# city sidewalk subcontracting pricing?



## tread lightly services (Jan 8, 2012)

for a preface i have searched multiple times and read every thread in it's entirity if it had sidewalk in the title.

ok i have been asked to bid on a large route in southern wi that is all city walk 95% is 4 ft wide 5% is 5 foot wide. 

there is a total of 12 different sites some with as much as 7400 lenear feet some with little as 150 lenear ft. 

18682 lenear ft. 

i say lenear ft because i am 48" wide so one pass and im done so the with is of little consequence to me, distance is my concern.

some are a block apart, some are 3 miles apart. 

i have approx 2 hours of drive time/loading/unloading time figured into this 

no salt 

i specalize in resedential and city walks but nothing of this magnatude! 

equipment: wheeled mini skid steer with 48" blower, 48" steel plow, 48" rubber edge plow, 48" bucket if needed. 

speed is 4.5 mph but do have a rabbit speed that is 6-7 mph.

one machine and operator, i have backup machines available if needed. 

i measured it out today, 
basically he is leaning twords a per push/increnmental pricing not hourly

primary is paying his subcontractor $40 hr now to use his truck and pull around the company 
4 wheeler with plow and trailer. he is overwhelemed with it and all the other routes.

i have my own rig, i will be supplying everything. truck trailer, machine, operator, fuel, etc....

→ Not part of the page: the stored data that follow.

PR #2429, opened 2026-08-11
Fix #2410

### LINKED ISSUE #2410: Probes on ap disappear when argument becomes a tuple
If you probe the expression `f(x)` and then delete the `x` so it becomes `f()`, the probe disappears.

Behaviour observed on dev and probes-iv

Negabinary:


src/haz3lcore/zipper/action/Insert.re
```diff
@@ -105,9 +105,16 @@ let insert_shard = (~id: Id.t, ~d: Direction.t, t: Token.t, z: t, ~root): t =>
...
+/* Replace `d`-neighbor shard with a new one based on token `t`.
+ * `~id` overrides the default id choice (adjacent monotile or fresh);
+ * used by merge_or_noop to keep a tile's id through a shard merge. */
+let replace_shard =
+    (~id=?, d: Direction.t, t: Token.t, z: t, ~root): option(t) => {
+  let id =
+    switch (id) {
+    | Some(id) => id
+    | None => Zipper.adjacent_monotile_or_new_id(d, z)
+    };
```
disconcision, line 117: this seems fine, but another option to consider is internalizing the logic to get the id at the callsite below into the adjacent_monotile_or_new_id function, likely renaming it. that function retains an existing tile id during merging of separate tiles; this new case seems analogous, except it's separate shards belonging to the same (conceptual) tile, so it would debatably be conceptually clean to combine them.

Either way though i'm not convinced it's useful to separate the fix in the way that's currently being done; replace_shard gets the zipper so i'm not sure why id calc would happen at the callsite

disconcision (changes requested):
minor adjustment for conceptual clarity. lmk if its not clear

Issue #2338, opened 2022-04-12
scExpression: Secondary filters affect each other but not themselves


signechambers1:
A filter's available options should be limited only by the options selected in other filters.

Example ideal work flow:

Assume we have male and female data for African, female data only for European, and male data only for Asian.
1. User selects organism, tissue, genes
2. User selects "male" from Sex filter. User continues to see male and female in the dropdown for Sex.
3. User clicks on Ethnicity, they see African and Asian as options.
4. User selects Asian. User continues to see African and Asian as options.
5. User clicks back to Sex and only sees male as an option.
6. User clears male as a filter, user now sees African, European and Asian as options in Ethnicity.

From slack, we may need a separate internal query per filter. [Relevant slack thread](https://czi-sci.slack.com/archives/C0247APK621/p1650920787830669)

tihuan:
Slack discussion now for likely implementing this in BE:

https://czi-sci.slack.com/archives/C0247APK621/p1650920787830669

tihuan:
@signechambers1 I added backend label on this. Not sure if BE will commit to getting this done in Q2? Thank you!

PR #2556, opened 2022-05-18
feat: secondary filters

MDunitz:
#2338 
### Reviewers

my question is what is a good place to start for pricing the walks i have heard 0.10 cents a foot but that would be 1868 dollars!! that seems high to me! :yow!:

as a subcontractor i would expect less than a primary contractor, but i want to make money/get the job.


----------



## nixray (Jan 31, 2008)

I'd suggest a different machine. To increase productivity. And maybe even eliminate the need to load/unload ten times a night. Maybe something like a trackless M/T, a stout kubota or John Deere F-series with cab. Something that can be driven on the shoulder. It might effect your bottom line. IMO


----------



## tread lightly services (Jan 8, 2012)

the 3 miles between the larger jobs is a killer for all those machines listed, a few are close but some are apart. i might be looking at a bobcat 463/s70 with a blower. still able to fit on my trailer. 

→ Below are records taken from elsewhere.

Issue #2501, opened 2022-05-09
A user should be able to select either ontological cell type ordering


tihuan:
JSON structure:

```ts
{tissue_id : [{id = "", name = "", depth = 10}, ... ], ...} 
```

tihuan:
@signechambers1 is it fair to say ontological cell type ordering is p1 or is it actually p0? Thank you!

signechambers1:
P1 sounds good! Thanks @tihuan!

tihuan:
Got it! Thanks so much, Signe! If we can get BE done this week, FE should be able to get it done the next week!

tihuan:
https://github.com/chanzuckerberg/single-cell-data-portal/pull/2600

PR #2560, opened 2022-05-18
feat: Add depths to cell types for dot plot

pablo-gar:
- #2501

## Changes
- modify backend to create a tree structure for cell type ordering of scExpression
- update `generate_cell_ordering` from `transform.py` to write a pandas dataframe into a json file with the following columns `"tissue_ontology_term_id", "cell_type_ontology_term_id", "depth", "order"]`. The column `depth` encodes the level in the tree where a cell type is
- update `build_ordered_cell_types_by_tissue` of `v1.py` to work with the file mentioned above, the api request now returns a json file of the following structure `{tissue_id : [{id = "", name = "", depth = 10}, ... ], ...} `

### DIFF
--- a/backend/wmg/api/v1.py
+++ b/backend/wmg/api/v1.py
@@ -1,5 +1,6 @@
 from collections import defaultdict
 from typing import Dict, List, Any, Iterable
+from math import isnan
 
 import connexion
 from flask import jsonify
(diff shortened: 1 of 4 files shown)


backend/wmg/data/transform.py
```diff
@@ -65,18 +65,25 @@ def compute_ordering(cells, root):
...
-        def recurse(node):
+        def recurse(node: Set[str], depth=0):
+
             if node in cells:
-                yield (node)
+
+                cells.remove(node)
+                yield {"id": node, "depth": depth}
+
+                if node != "CL:0000003":
```
MDunitz, line 75: why are we checking for this particular id?

backend/wmg/api/v1.py
```diff
@@ -152,18 +153,49 @@ def build_ordered_cell_types_by_tissue(
...
+                "cell_type_ontology_term_id": row.cell_type_ontology_term_id,
+                "cell_type": ontology_term_label(row.cell_type_ontology_term_id),
+                "depth": row.depth,
+            }
         )
 
     return structured_result
+
+
+def build_ordered_cell_types_by_tissue_fix_depths(x):
```
MDunitz, line 181: can you use a more informative param name?

pablo-gar: done

MDunitz (approved):

backend/wmg/data/transform.py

the 4 wheeler has a hell of a time on the corners where the plow truck left 1-2 feet, i can motor right through with the snowblower attachment.


----------



## G.Landscape (Oct 20, 2011)

If you had to drive the entire route from shop round trip back to shop how far would it be? I agree tractor may be your best bet. 3 miles isn't that far by the time you factor in the loading and unloading time. 

Small tractors can usually road around 12mph. So even your longest distance of 3 miles means its only going to take you 15mins to drive the total distance. That's 7 mins to load and 7 to unload, that's pretty fast, especially when its -20 blowing snow and you have been out for 12 hours.


----------



## tread lightly services (Jan 8, 2012)

basically im using what i have no matter what, toro dingo with toro blower if i get this account i might consider a bobcat 463/s70 

a skid loader is usefull to me in the summer a tractor is useless to me for anything but winter

basically i am competing with a atv, but in reality i am only competing with myself as far as price.


----------



## Brian Young (Aug 13, 2005)

I say skid steer all the way. What if you need to load the snow out?, with a skid you now have a way. The only reason I say loading/hauling snow away is, would the city let you blow or push the snow back out to the street if thats your only place to put it. Our city uses ToolCats and pile it on the corners then relocate it later. They frown on putting it back out on the roadways.


----------



## beanz27 (Dec 22, 2012)

Another option, kinda spendy, would be a Toolcat. They are about the right size, have the speed for road travel, and it's almost like having a skid loader. I've demo'd a few of them for farm use, gotta say I'd buy one if I had the money for one.


----------



## Antlerart06 (Feb 28, 2011)

I price some 60'' walks and I didnt win it at $20 for every 100ft One cleaning after storm was over
Light snows was going use my ATV that has a front plow and arear plow
6'' + was going use my little gehl skidloader will fit on a 60'' walk

The guy won it Is using a 4wd mower with a cab using a plow So far its doing the job 
He has a blower for it when snow gets deep He doesnt haul it He drives it


----------



## Spool it up (Oct 30, 2012)

tread lightly services;1565919 said:


> for a preface i have searched multiple times and read every thread in it's entirity if it had sidewalk in the title.
> 
> ok i have been asked to bid on a large route in southern wi that is all city walk 95% is 4 ft wide 5% is 5 foot wide.
> 
> ...


Any work dealing with a city would be based on be a prevailing wage rate . Start from there , add your profit percentile to it .


----------



## tread lightly services (Jan 8, 2012)

Spool it up;1566245 said:


> Any work dealing with a city would be based on be a prevailing wage rate . Start from there , add your profit percentile to it .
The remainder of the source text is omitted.